---------- Data records

PR #2177, opened 2022-04-27
Fix CfgVehicles\Buildables\Sandbags.hpp

dreamforceinc:


dreamforceinc:
And I need edited config.bin for more testing.

PR #2191, opened 2023-07-25
Fix prefix missing property and pboprefix showing as .txt

ZzBombardierzZ:
My last pull request was somehow missing the PREFIX property in the dayz_server.pbo and PBOPREFIX property was showing as a txt file. Should be fixed this time. My apologies for not double-checking the last one.


ndavalos:
Having $PBOPREFIX$.txt is normal, it depends on which program you are using to make your pbos, some require $PBOPREFIX$, some require $PBOPREFIX$.txt, it's a good idea to include both since you never can tell what people are going to use to make their pbos.

ZzBombardierzZ:
> Having `$PBOPREFIX$.txt` is normal, it depends on which program you are using to make your pbos, some require `$PBOPREFIX$`, some require `$PBOPREFIX$.txt`, it's a good idea to include both since you never can tell what people are going to use to make their pbos.

I encourage you to do a pull request with the correct format in dayz_server.pbo that you are mentioning. I fear I may mess it up again if I do it, my PBO manager & Mikero's PBO packer were both giving me issues the past couple of days.

PR #121, opened 2024-10-24
feat: optimize winternitz

sander2:
Using 160-bit messages, this reduces the script size from 26.9375 bytes / bit to 26.1125 bytes / bit. (saves 3 ops per digit)

The optimization only works for 4-bit digits and up. For now it's implemented only for 4-bit digits. See the comments for details

(also changed `run` to `execute_script` since `run` doesn't work even in `main`)


lucidLuckylee:
That is great! Thank you!

PR #123, opened 2024-10-29
feat: Add helper functions to use signatures as witness

archidoge0:
Changelogs:
- Add functions with the suffix `_witness` to use the signature as witness data.
- Format the code in the `signatures` folder.


lucidLuckylee:
Thank you!

PR #124, opened 2024-10-30
change algebra dependency to the version with new ATE_LOOP_COUNT

Hakkush-07:
This PR changes the algebra dependency to include the new ATE_LOOP_COUNT change, while keeping the work done by by Antalpha-Labs. With this change hinted Groth16 verifier becomes 1.002 GB instead of 1.05 GB.


lucidLuckylee:
Thank you guys!

PayneJoe:
So the representation of constant parameter of ate pairing miller loop `\lambda` in Arkworks is not optimal (NAF)? Good catch! It seems that Arkworks codebase still needs some improvement, and maybe we also need some check before using it as benchmark-)

PR #128, opened 2024-11-06
optimized sha256_u4_stack script length and stack size

TomerStarkware:


lucidLuckylee:
Hi thanks for the PR!
I know you rely on the bitcoin stack lib but we moved on from the old script macro (the one that uses `define_pushable!()`) in the repo. The script lib and sha256_u4 scripts have to be updated to use that new macro but I didn't have time to do that and I don't think I will any time soon.
Appreciate the optimizations and I'll leave this open until I, you or someone else has refactored it to the compile-based macro version.

stillsaiko:
merged on pr [#132](https://github.com/BitVM/BitVM/pull/132) closing

PR #131, opened 2024-11-08
Add CLI and Winternitz Commit Logic to Client

justin-elementlabs:


justin-elementlabs:
The current tests for Winternitz are not running in the BitVM:main repo and continue to fail in this PR as well.
`cargo test -- --nocapture winternitz`

In our repo (https://github.com/elementlabs42/BitVM-playground/tree/rc), the tests above run fine. It seems there's a bug or issue with:

rust-bitcoin-script-0226d06c574a0653/9c6074d/src/analyzer.rs:259:25:
assertion `left == right` failed: only_if_flow shouldn't change altstack status StackStatus { deepest_stack_accessed: 0, stack_changed: 0, deepest_altstack_accessed: 0, altstack_changed: 1 }
	at pos 1791
	in "for bitvm::signatures::winternitz_compact::checksig_verify"
  left: 1
 right: 0

archidoge0:
@justin-elementlabs @lucidLuckylee 
Hi there! I hope you're doing well. I'm reaching out to inquire about the current status of the `kick_off_2` transaction. As widely discussed, an `assert` transaction should include all bit commitments of hashes for the input of each chunk.

Based on my tests, the minimal implementation from AlpenLabs still involves verifying around 27k hashes in the `kick_off_2` -> `assert` transaction pair. Therefore, an additional 30 input -> output entries in the pair appear necessary to avoid hitting the stack limit.

Could you please share your thoughts on this, given your proposal regarding the architecture of connectors?

justin-elementlabs:
We've updated the Winternitz lib so that Winternitz tests are passing now:
`cargo test -- --nocapture winternitz`

justin-elementlabs:
> @justin-elementlabs @lucidLuckylee Hi there! I hope you're doing well. I'm reaching out to inquire about the current status of the `kick_off_2` transaction. As widely discussed, an `assert` transaction should include all bit commitments of hashes for the input of each chunk.
> 
> Based on my tests, the minimal implementation from AlpenLabs still involves verifying around 27k hashes in the `kick_off_2` -> `assert` transaction pair. Therefore, an additional 30 input -> output entries in the pair appear necessary to avoid hitting the stack limit.
> 
> Could you please share your thoughts on this, given your proposal regarding the architecture of connectors?

We haven't incorporated the chunked verifier changes to the graph, yet. We'll probably look at it in about 3 weeks.

lucidLuckylee:
I opened #134 to merge main into this and update the Winternitz specific parts.

src/bridge/connectors/connector_6.rs
```diff
@@ -0,0 +1,93 @@
...
+    fn generate_taproot_leaf_0_script(&self) -> ScriptBuf {
+        let destination_network_txid_public_key = self.commitment_public_keys
+            [&CommitmentMessageId::PegOutTxIdDestinationNetwork]
+            .get_standard_variant_ref();
+        let source_network_txid_public_key = self.commitment_public_keys
+            [&CommitmentMessageId::PegOutTxIdSourceNetwork]
+            .get_standard_variant_ref();
+
+        script! {
+          { check_hash_sig(&PublicKey::from(destination_network_txid_public_key), DESTINATION_NETWORK_TXID_LENGTH_IN_DIGITS) }
```
lucidLuckylee, line 53: Are you sure you want to use `check_hash_sig` for the txids? If they are 32 bytes it should be cheaper to use them as the message directly instead of hashing them with the `blake3` script. If you want to use `check_hash_sig` then you would have to provide the message in bytes not digits.

lucidLuckylee: Just compared that in a test and using a Winternitz signature directly uses about 10k opcodes while only hashing 64 Bytes is already 100k.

--------------------

Copy the lines of the entries above that mention "architecture".

Could you please share your thoughts on this, given your proposal regarding the architecture of connectors?
> Could you please share your thoughts on this, given your proposal regarding the architecture of connectors?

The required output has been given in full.